EXERCISE MATERIALS
☆ ☆ ☆ ☆ ☆

PR #20, opened 2021-05-05
Implement Send + Sync for MemoryBlock

### LINKED ISSUE #10: VulkanAllocator not movable
Not that I want to move it around in memory, but I'd like to have it as a struct member on a struct that is.

Here's the compiler error I do if I try this (the struct it is a member of is `backend::VulkanBackend`):

```
`*mut c_void` cannot be shared between threads safely
within `Option<gpu_allocator::MemoryBlock>`, the trait `Sync` is not implemented for `*mut c_void`
required because it appears within the type `gpu_allocator::MemoryBlock`
required because it appears within the type `Option<gpu_allocator::MemoryBlock>`
required because of the requirements on the impl of `Sync` for `std::ptr::Unique<Option<gpu_allocator::MemoryBlock>>`
required because it appears within the type `alloc::raw_vec::RawVec<Option<gpu_allocator::MemoryBlock>>`
required because it appears within the type `Vec<Option<gpu_allocator::MemoryBlock>>`
required because it appears within the type `gpu_allocator::MemoryType`
required because of the requirements on the impl of `Sync` for `std::ptr::Unique<gpu_allocator::MemoryType>`
required because it appears within the type `alloc::raw_vec::RawVec<gpu_allocator::MemoryType>`
required because it appears within the type `Vec<gpu_allocator::MemoryType>`
required because it appears within the type `VulkanAllocator`
required because it appears within the type `backend::VulkanBackend`
```

Additionally, I'm wondering if it makes sense to make it internally synchronized like vk-mem's, or if I should just wrap it in a mutex.

DBouma:
An unsafe impl Send+Sync should be ok in this case as the mapped pointer's memory outlives the buffer.
Fixes #10

### DIFF
--- a/src/lib.rs
+++ b/src/lib.rs
@@ -233,31 +233,17 @@ impl SubAllocation {
     /// Returns a valid mapped slice if the memory is host visible, otherwise it will return None.
     /// The slice already references the exact memory region of the suballocation, so no offset needs to be applied.
     pub fn mapped_slice(&self) -> Option<&[u8]> {
-        if let Some(ptr) = self.mapped_ptr {
-            unsafe {
-                Some(std::slice::from_raw_parts(
-                    ptr.as_ptr() as *const _,
-                    self.size as usize,
-                ))
-            }
-        } else {
-            None
-        }
+        self.mapped_ptr.map(|ptr| unsafe {
+            std::slice::from_raw_parts(ptr.as_ptr() as *const _, self.size as usize)
+        })
     }
 
     /// Returns a valid mapped mutable slice if the memory is host visible, otherwise it will return None.
     /// The slice already references the exact memory region of the suballocation, so no offset needs to be applied.
     pub fn mapped_slice_mut(&mut self) -> Option<&mut [u8]> {
-        if let Some(ptr) = self.mapped_ptr {
-            unsafe {
-                Some(std::slice::from_raw_parts_mut(
-                    ptr.as_ptr() as *mut _,
-                    self.size as usize,
-                ))
-            }
-        } else {
-            None
-        }
+        self.mapped_ptr.map(|ptr| unsafe {
+            std::slice::from_raw_parts_mut(ptr.as_ptr() as *mut _, self.size as usize)
+        })
     }
 
     pub fn is_null(&self) -> bool {
--- a/src/lib.rs
+++ b/src/lib.rs
@@ -224,14 +224,16 @@ impl SubAllocation {
 
     /// Returns a valid mapped pointer if the memory is host visible, otherwise it will return None.
     /// The pointer already points to the exact memory region of the suballocation, so no offset needs to be applied.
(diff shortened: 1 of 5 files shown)


src/lib.rs
```diff
@@ -361,6 +361,10 @@ impl MemoryBlock {
     }
 }
 
+// The `mapped_ptr` points towards mapped memory that outlives the buffer.
```
MarijnS95, line 364: `Send`/`Sync` not only regard themselves with lifetimes, but with borrows and _sharing_ in the more general case. I think `Send` is fine since the pointer can happily live on when _transferring ownership_ to another thread. `Sync` is not however, since two threads would be able to manage the same pointer on their own regard.
(However, afaik that requires clone or copy to be duplicated in the first place, my mind is still fuzzy on the exact specifications of these :thinking:)

https://doc.rust-lang.org/nomicon/send-and-sync.html

termhn: `Send` is fine but `Sync` is currently not, due to [this method](https://github.com/Traverse-Research/gpu-allocator/blob/39be2dabe38a9f51858d44eb1dca7d17aca7ff3f/src/lib.rs#L246-L259) being marked as safe. The risk being that if another thread had a `mapped_slice` while we try to `mapped_slice_mut`, we get bad things (mutable aliasing). If we marked the `mut` version as unsafe then we could impl `Sync` I believe.

termhn: Wait actually, I'm wrong. `mapped_slice_mut` requires `&mut self` so that's fine. I think `Sync` is actually ok...

MarijnS95: That's true, the only function on `MemoryBlock` moves it and that would be impossible if it were borrowed by multiple threads at the same time, so `Sync` should be safe too.

`SubAllocation` looks good too and is `Send` already, as long as users don't do anything funky to `mapped_ptr` and operate on slices only - we should make that function `unsafe`, something like:

```rust
/// # Safety
/// Returns a raw pointer, lifetime is not guaranteed beyond this point
```

But the same realistically applies to the `vk::DeviceMemory` handle too, though let's not concern ourselves too much with the GPU timeline :).

@DBouma If you can update the comment to mention these things about thread sharing rather than a pointer outliving a buffer (that's more applicable to `SubAllocation::mapped_ptr()`) we can approve and merge this :)

termhn: > /// # Safety
/// Returns a raw pointer, lifetime is not guaranteed beyond this point

I think it is more

```
/// # Safety
/// Be careful not to mutably alias with this pointer; safety cannot be guaranteed, particularly over multiple threads.
```

MarijnS95: Sure, should have been `lifetime and ownership` :smile:

max-traverse (approved):
Looks good to me! The comment about safety is concise and clear.
The added clippy fixes are also nice :D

☆ ☆ ☆ ☆ ☆

INSTRUCTIONS TO FOLLOW
Reproduce the whole listing above, word for word.

RESPONSE TO THIS TASK
PR #20, opened 2021-05-05
Implement Send + Sync for MemoryBlock

### LINKED ISSUE #10: VulkanAllocator not movable
Not that I want to move it around in memory, but I'd like to have it as a struct member on a struct that is.

Here's the compiler error I do if I try this (the struct it is a member of is `backend::VulkanBackend`):

```
`*mut c_void` cannot be shared between threads safely
within `Option<gpu_allocator::MemoryBlock>`, the trait `Sync` is not implemented for `*mut c_void`
required because it appears within the type `gpu_allocator::MemoryBlock`
required because it appears within the type `Option<gpu_allocator::MemoryBlock>`
required because of the requirements on the impl of `Sync` for `std::ptr::Unique<Option<gpu_allocator::MemoryBlock>>`
required because it appears within the type `alloc::raw_vec::RawVec<Option<gpu_allocator::MemoryBlock>>`
required because it appears within the type `Vec<Option<gpu_allocator::MemoryBlock>>`
required because it appears within the type `gpu_allocator::MemoryType`
required because of the requirements on the impl of `Sync` for `std::ptr::Unique<gpu_allocator::MemoryType>`
required because it appears within the type `alloc::raw_vec::RawVec<gpu_allocator::MemoryType>`
required because it appears within the type `Vec<gpu_allocator::MemoryType>`
required because it appears within the type `VulkanAllocator`
required because it appears within the type `backend::VulkanBackend`
```

Additionally, I'm wondering if it makes sense to make it internally synchronized like vk-mem's, or if I should just wrap it in a mutex.

DBouma:
An unsafe impl Send+Sync should be ok in this case as the mapped pointer's memory outlives the buffer.
Fixes #10

### DIFF
--- a/src/lib.rs
+++ b/src/lib.rs
@@ -233,31 +233,17 @@ impl SubAllocation {
     /// Returns a valid mapped slice if the memory is host visible, otherwise it will return None.
     /// The slice already references the exact memory region of the suballocation, so no offset needs to be applied.
     pub fn mapped_slice(&self) -> Option<&[u8]> {
-        if let Some(ptr) = self.mapped_ptr {
-            unsafe {
-                Some(std::slice::from_raw_parts(
-                    ptr.as_ptr() as *const _,
-                    self.size as usize,
-                ))
-            }
-        } else {
-            None
-        }
+        self.mapped_ptr.map(|ptr| unsafe {
+            std::slice::from_raw_parts(ptr.as_ptr() as *const _, self.size as usize)
+        })
     }
 
     /// Returns a valid mapped mutable slice if the memory is host visible, otherwise it will return None.
     /// The slice already references the exact memory region of the suballocation, so no offset needs to be applied.
     pub fn mapped_slice_mut(&mut self) -> Option<&mut [u8]> {
-        if let Some(ptr) = self.mapped_ptr {
-            unsafe {
-                Some(std::slice::from_raw_parts_mut(
-                    ptr.as_ptr() as *mut _,
-                    self.size as usize,
-                ))
-            }
-        } else {
-            None
-        }
+        self.mapped_ptr.map(|ptr| unsafe {
+            std::slice::from_raw_parts_mut(ptr.as_ptr() as *mut _, self.size as usize)
+        })
     }
 
     pub fn is_null(&self) -> bool {
--- a/src/lib.rs
+++ b/src/lib.rs
@@ -224,14 +224,16 @@ impl SubAllocation {
 
     /// Returns a valid mapped pointer if the memory is host visible, otherwise it will return None.
     /// The pointer already points to the exact memory region of the suballocation, so no offset needs to be applied.
(diff shortened: 1 of 5 files shown)


src/lib.rs
```diff
@@ -361,6 +361,10 @@ impl MemoryBlock {
     }
 }
 
+// The `mapped_ptr` points towards mapped memory that outlives the buffer.
```
MarijnS95, line 364: `Send`/`Sync` not only regard themselves with lifetimes, but with borrows and _sharing_ in the more general case. I think `Send` is fine since the pointer can happily live on when _transferring ownership_ to another thread. `Sync` is not however, since two threads would be able to manage the same pointer on their own regard.
(However, afaik that requires clone or copy to be duplicated in the first place, my mind is still fuzzy on the exact specifications of these :thinking:)

https://doc.rust-lang.org/nomicon/send-and-sync.html

termhn: `Send` is fine but `Sync` is currently not, due to [this method](https://github.com/Traverse-Research/gpu-allocator/blob/39be2dabe38a9f51858d44eb1dca7d17aca7ff3f/src/lib.rs#L246-L259) being marked as safe. The risk being that if another thread had a `mapped_slice` while we try to `mapped_slice_mut`, we get bad things (mutable aliasing). If we marked the `mut` version as unsafe then we could impl `Sync` I believe.

termhn: Wait actually, I'm wrong. `mapped_slice_mut` requires `&mut self` so that's fine. I think `Sync` is actually ok...

MarijnS95: That's true, the only function on `MemoryBlock` moves it and that would be impossible if it were borrowed by multiple threads at the same time, so `Sync` should be safe too.

`SubAllocation` looks good too and is `Send` already, as long as users don't do anything funky to `mapped_ptr` and operate on slices only - we should make that function `unsafe`, something like:

```rust
/// # Safety
/// Returns a raw pointer, lifetime is not guaranteed beyond this point
```

But the same realistically applies to the `vk::DeviceMemory` handle too, though let's not concern ourselves too much with the GPU timeline :).

@DBouma If you can update the comment to mention these things about thread sharing rather than a pointer outliving a buffer (that's more applicable to `SubAllocation::mapped_ptr()`) we can approve and merge this :)

termhn: > /// # Safety
/// Returns a raw pointer, lifetime is not guaranteed beyond this point

I think it is more

```
/// # Safety
/// Be careful not to mutably alias with this pointer; safety cannot be guaranteed, particularly over multiple threads.
```

MarijnS95: Sure, should have been `lifetime and ownership` :smile:

max-traverse (approved):
Looks good to me! The comment about safety is concise and clear.
The added clippy fixes are also nice :D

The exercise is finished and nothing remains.